Toronto Hash Mob huddle up deciding to hit Yonge and Dundas Square. Currently home of Toronto International Film Festival. New play in the playbook, never let Goodster decide on direction. So we didn’t. We marched down to Queen St. passing the Eaton centre south side. Then headed north up Yonge St. to the square. It’s estimated 40,000 people are in Toronto’s downtown core on weekends. Marketing agencies hire people to hussle. This summer, I got three bottles of Franks Red Hot, tried bottled diet Coke and and some other crap beverage I can’t even remember. But I accepted it.
Just like how people accepted Free Marc Emery water for your bong or marijuana plants. We used Toronto Hash Mob as street team! By pushing us away from US Consulate the cops did us a favor. There’s no one on University Ave. Everyone is milling on Yonge St. Remarkably the stage was empty when we arrived at Yonge and Dundas Square.

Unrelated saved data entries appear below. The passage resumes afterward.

PR #359, opened 2024-12-23
 Implementation of kernel module extractor.

brnpl:
Pull request for the kernel module extractor.

Implemented:

- Extractor implementation;
- Unit test implementation;


binary/proto/proto.go
```diff
@@ -350,6 +351,20 @@ func setProtoMetadata(meta any, i *spb.Inventory) {
 				UpdateUrl:                m.KSUpdateURL,
 			},
 		}
+	case *module.Metadata:
+		i.Metadata = &spb.Inventory_ModuleMetadata{
+			ModuleMetadata: &spb.MODULEPackageMetadata{
```
erikvarga, line 356: Use camelcase and remove package - ModuleMetadata

extractor/filesystem/os/kernel/module/metadata.go
```diff
@@ -0,0 +1,28 @@
...
+// Metadata holds parsing information for an module package.
+type Metadata struct {
+	PackageName                    string
+	PackageVersion                 string
+	PackageVermagic                string
+	PackageSourceVersionIdentifier string
+	OSID                           string
+	OSVersionCodename              string
+	OSVersionID                    string
+	PackageDependencies            string
```
erikvarga, line 26: This field might make the output size get big so I'd rather remove it from the metadata for now.

extractor/filesystem/os/kernel/module/testdata/valid
erikvarga, line 1: How were these binaries sourced/generated? Can you add a README file to this dir to describe the process?

extractor/filesystem/os/kernel/module/module.go
```diff
@@ -0,0 +1,282 @@
...
+func (e Extractor) extractFromInput(ctx context.Context, input *filesystem.ScanInput) ([]*extractor.Inventory, error) {
+	pkgs := []*extractor.Inventory{}
+
+	m, err := osrelease.GetOSRelease(input.FS)
+	if err != nil {
+		log.Errorf("osrelease.ParseOsRelease(): %v", err)
+	}
+
+	// Return if canceled or exceeding deadline.
+	if err := ctx.Err(); err != nil {
```
erikvarga, line 156: This is not inside a loop so I don't think we need it

extractor/filesystem/os/kernel/module/module.go
```diff
@@ -0,0 +1,282 @@
...
+		return nil, fmt.Errorf("no .modinfo section found")
+	}
+
+	sectionData, err := section.Data()
+	if err != nil {
+		return nil, fmt.Errorf("failed to read .modinfo section: %v", err)
+	}
+
+	var (
+		moduleName    string
```
erikvarga, line 181: Why not just init an empty Metadata struct here and set the fields of that later on?

extractor/filesystem/os/kernel/module/module.go
```diff
@@ -0,0 +1,282 @@
...
+		moduleVersion string
+		srcVersion    string
+		verMagic      string
+		author        string
+		depends       []string
+	)
+
+	for _, line := range bytes.Split(sectionData, []byte{'\x00'}) {
```
erikvarga, line 189: Add a comment that sections are delimited by null bytes (maybe a link to a documentation if there's one)

extractor/filesystem/os/kernel/module/module.go
```diff
@@ -0,0 +1,282 @@
...
+		if entry := strings.SplitN(string(line), "=", 2); len(entry) == 2 {
```
erikvarga, line 190: if the length isn't 2 is that a malformed binary? Should we return an error in that case?

extractor/filesystem/os/kernel/module/module.go
```diff
@@ -0,0 +1,282 @@
...
+			OSVersionCodename:              m["VERSION_CODENAME"],
+			OSVersionID:                    m["VERSION_ID"],
+		},
+		Locations: []string{input.Path},
+	}
+
+	if len(depends) != 0 {
+		i.Metadata.(*Metadata).PackageDependencies = strings.Join(depends, ", ")
+	}
+	if author != "" {
```
erikvarga, line 230: no need to separately check for "", the default value of the string is empty anyways.

extractor/filesystem/os/kernel/module/module_test.go
```diff
@@ -0,0 +1,453 @@
...
+			wantCfg: module.Config{
+				MaxFileSizeBytes: 10,
+			},
+		},
+	}
+
+	for _, tt := range tests {
+		t.Run(tt.name, func(t *testing.T) {
+			got := module.New(tt.cfg)
+			if !reflect.DeepEqual(got.Config(), tt.wantCfg) {
```
erikvarga, line 65: cmp.Diff

extractor/filesystem/os/kernel/module/module_test.go
```diff
@@ -0,0 +1,453 @@
...
+						PackageSourceVersionIdentifier: "69B4F4432F52708A284377E",
+						PackageDependencies:            "video",
+						PackageAuthor:                  "Yin Kangkai (kangkai.yin@intel.com)",
+					},
+					Locations: []string{"testdata/valid"},
+				},
+			},
+			wantResultMetric: stats.FileExtractedResultSuccess,
+		},
+	}
```
erikvarga, line 266: Also add a test for an invalid .ko file with wantErr=cmpOpts.AnyErr
(and add the missing comparison of tt.wantErr)

erikvarga:
Looks like some files changed upstream since this PR got created to you'll have to resolve some merge conflicts

extractor/filesystem/os/kernel/module/module.go
```diff
@@ -0,0 +1,282 @@
...
+		moduleVersion string
+		srcVersion    string
+		verMagic      string
+		author        string
+		depends       []string
+	)
+
+	for _, line := range bytes.Split(sectionData, []byte{'\x00'}) {
+		if entry := strings.SplitN(string(line), "=", 2); len(entry) == 2 {
+
```
erikvarga, line 191: Fix linter error:
`extractor/filesystem/os/kernel/module/module.go:190:70: unnecessary leading newline (whitespace)`

extractor/filesystem/os/kernel/module/module.go
brnpl: The length should always be 2. I added the check since in the following line I access key and value with entry[0] and entry[1].

`entry` should always be in the form key=value (e.g. `description=Power-button driver for Basin Cove PMIC`)

extractor/filesystem/os/kernel/module/testdata/valid
brnpl: For the tests, I used the pre-existing vmlinuz archives available within my operating system. I just tried to start from the Linux kernel source code and compile them to generate the necessary .ko files. If you'd like, I can provide a description of this process

erikvarga: Yeah, it'd be great if we could add some compilation instructions. Doesn't have to be super elaborate, just a general description of how one could obtain similar files.

extractor/filesystem/os/kernel/module/module.go
brnpl: There’s an edge case where the last line of the .modinfo section is always empty. Throwing an error for len != 2 would cause us to skip the parsing of the module information entirely.

Would it be ok to first check if the line is empty and then check if the length is != 2?
```
if len(line) == 0 {
    continue // Skip empty lines
}

if len(entry) != 2 {
    return nil, fmt.Errorf("malformed .modinfo entry, expected 'key=value' but got: %s", string(line))
}
```

erikvarga (approved):
Looks good, needs another sync with main and the I can merge it in

erikvarga (approved):

PR #361, opened 2024-12-23
Implementation of Portage packages extractor

Octaviusss:
Pull request for the Portage packages extractor.
Implemented:

- Extractor implementation for Portage packages;
- Unit test implementation for extractor:


binary/proto/scan_result.proto
```diff
@@ -302,6 +303,14 @@ message SNAPPackageMetadata {
   string os_version_id = 8;
 }
 
+// The additional data found in portage packages.
+message PORTAGEPackageMetadata {
```
erikvarga, line 307: Let's just use camel-case - PortagePackageMetadata

extractor/filesystem/os/portage/portage.go
```diff
@@ -0,0 +1,269 @@
...
+
+	s := bufio.NewScanner(input.Reader)
+	for s.Scan() {
+		// Return if canceled or exceeding deadline.
+		if err := ctx.Err(); err != nil {
+			return inventories, fmt.Errorf("%s halted at %q because of context error: %v", e.Name(), input.Path, err)
+		}
+
+		line := s.Text()
+		pf = strings.TrimSpace(string(line))
```
erikvarga, line 172: Do we only care about the last line / is the portage file always one line?
In that case we don't need a scan loop - just read the entire file contents into the string.

extractor/filesystem/os/portage/portage.go
```diff
@@ -0,0 +1,269 @@
...
+		Metadata: &Metadata{
+			PackageName:    pkgName,
+			PackageVersion: pkgVersion,
+			OSID:           osRelease["ID"],
+			OSVersionID:    osRelease["VERSION_ID"],
+		},
+		Locations: []string{input.Path},
+	}
+
+	inventories = append(inventories, i)
```
erikvarga, line 202: There'll only ever by one inventory returned. So no need to define inventories and append to it. Just return {i} here and nil elsewhere.

extractor/filesystem/os/portage/portage.go
```diff
@@ -0,0 +1,269 @@
...
+		return inventories, err
+	}
+
+	if pf == "" {
+		log.Warnf("Portage PF File is empty (pf: %q)", pf)
+	}
+
+	pkgName, pkgVersion := splitPackageAndVersion(pf)
+	if pkgName == "" || pkgVersion == "" {
+		log.Errorf("no package name or version")
```
erikvarga, line 186: Return this error instead of logging it. err is nil here so right now we'd return nil and just log an error

extractor/filesystem/os/portage/portage_test.go
```diff
@@ -0,0 +1,398 @@
...
+				t.Fatalf("Failed to stat test file: %v", err)
+			}
+
+			input := &filesystem.ScanInput{
+				FS: scalibrfs.DirFS(d), Path: tt.path, Reader: r, Root: d, Info: info,
+			}
+
+			got, err := e.Extract(context.Background(), input)
+
+			if diff := cmp.Diff(tt.wantInventory, got); diff != "" {
```
erikvarga, line 263: Also check for wantErr

extractor/filesystem/os/portage/portage_test.go
```diff
@@ -0,0 +1,398 @@
...
+			wantCfg: portage.Config{
+				MaxFileSizeBytes: 10,
+			},
+		},
+	}
+
+	for _, tt := range tests {
+		t.Run(tt.name, func(t *testing.T) {
+			got := portage.New(tt.cfg)
+			if !reflect.DeepEqual(got.Config(), tt.wantCfg) {
```
erikvarga, line 67: Can we use cmp.Diff here?

erikvarga (approved):

PR #363, opened 2024-12-23
Implementation of Wordpress plugins packages Extractor

Octaviusss:
Pull request for the Wordpress plugins packages extractor.
Implemented:

- Extractor implementation for Wordpress plugins packages;
- Unit test implementation for extractor:


extractor/filesystem/language/wordpress/plugins/plugins.go
```diff
@@ -0,0 +1,193 @@
...
+func (e Extractor) Version() int { return 0 }
+
+// Requirements of the extractor.
+func (e Extractor) Requirements() *plugin.Capabilities { return &plugin.Capabilities{} }
+
+// FileRequired returns true if the specified file matches the /wp-content/plugins/ pattern.
+func (e Extractor) FileRequired(api filesystem.FileAPI) bool {
+	path := api.Path()
+	log.Error(path)
+	// Check if the file path is under /wp-content/plugins/
```
vpasdf, line 97: This comment might be missleading. As `wp-content/plugins/` or `/foo/wp-content/plugins/` would also match. I would just remove this comment.

If you want to keep it:
- Remove the leading /
- Mention the .php suffix

extractor/filesystem/language/wordpress/plugins/plugins.go
```diff
@@ -0,0 +1,193 @@
...
+// Version of the extractor.
+func (e Extractor) Version() int { return 0 }
+
+// Requirements of the extractor.
+func (e Extractor) Requirements() *plugin.Capabilities { return &plugin.Capabilities{} }
+
+// FileRequired returns true if the specified file matches the /wp-content/plugins/ pattern.
+func (e Extractor) FileRequired(api filesystem.FileAPI) bool {
+	path := api.Path()
+	log.Error(path)
```
vpasdf, line 96: Is this a debugging artifact?

extractor/filesystem/language/wordpress/plugins/plugins.go
```diff
@@ -0,0 +1,193 @@
...
+	// Check if the file path is under /wp-content/plugins/
+	if !strings.Contains(path, "wp-content/plugins/") || filepath.Ext(path) != ".php" {
```
vpasdf, line 98: filepath.Ext is relatively heavy, you could use `strings.HasSuffix` instead. FileRequired is the hot path.

extractor/filesystem/language/wordpress/plugins/plugins.go
```diff
@@ -0,0 +1,189 @@
...
+// Version of the extractor.
+func (e Extractor) Version() int { return 0 }
+
+// Requirements of the extractor.
+func (e Extractor) Requirements() *plugin.Capabilities { return &plugin.Capabilities{} }
+
+// FileRequired returns true if the specified file matches the /wp-content/plugins/ pattern.
+func (e Extractor) FileRequired(api filesystem.FileAPI) bool {
+	path := api.Path()
+	if !strings.Contains(path, "wp-content/plugins/") || !strings.HasSuffix(path, ".php") {
```
vpasdf, line 94: Do HasSuffix before Contains. FileRequired is the very hot path in Scalibr. HasSuffix is O(4) in this case, Contains is O(n) with n = len(path).

extractor/filesystem/language/wordpress/plugins/plugins.go
```diff
@@ -0,0 +1,189 @@
...
+
+	return inventories, nil
+}
+
+type Package struct {
+	Name    string
+	Version string
+}
+
+func parsePHPFile(r io.Reader) ([]Package, error) {
```
vpasdf, line 147: Do you expect in the future this function to return multiple packages? Else just return the package (maybe pointer) or nil.

extractor/filesystem/language/wordpress/plugins/plugins.go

I practically ran to stake our claim. Suddenly people and TIFF festival goers enjoying an un-eventful afternoon we treated to a Toronto Hash Mob performance. “Unfortunately Woody Harreleson was booked today. So you get me.”
During TIFF hotel and restaurant workers have been staging information pickets. Martin Sheen marched one day! Micheal Moore used his stage time to speak about war dodgers. I tagged back in Maddchronic. Who did his routine. Checked on Goodwin who was happily blasting tunes from his sound truck. Then thanked the cops for pushing us into a much better spot.
Maddchronic tagged me back for our finisher. Happy and high he DX crotch chopped when he said Smoke It. Anyone interested in where we get our performing skills from should see our beta site 420Wrestling.
Great day, Toronto! We had so much fun infotaining the public.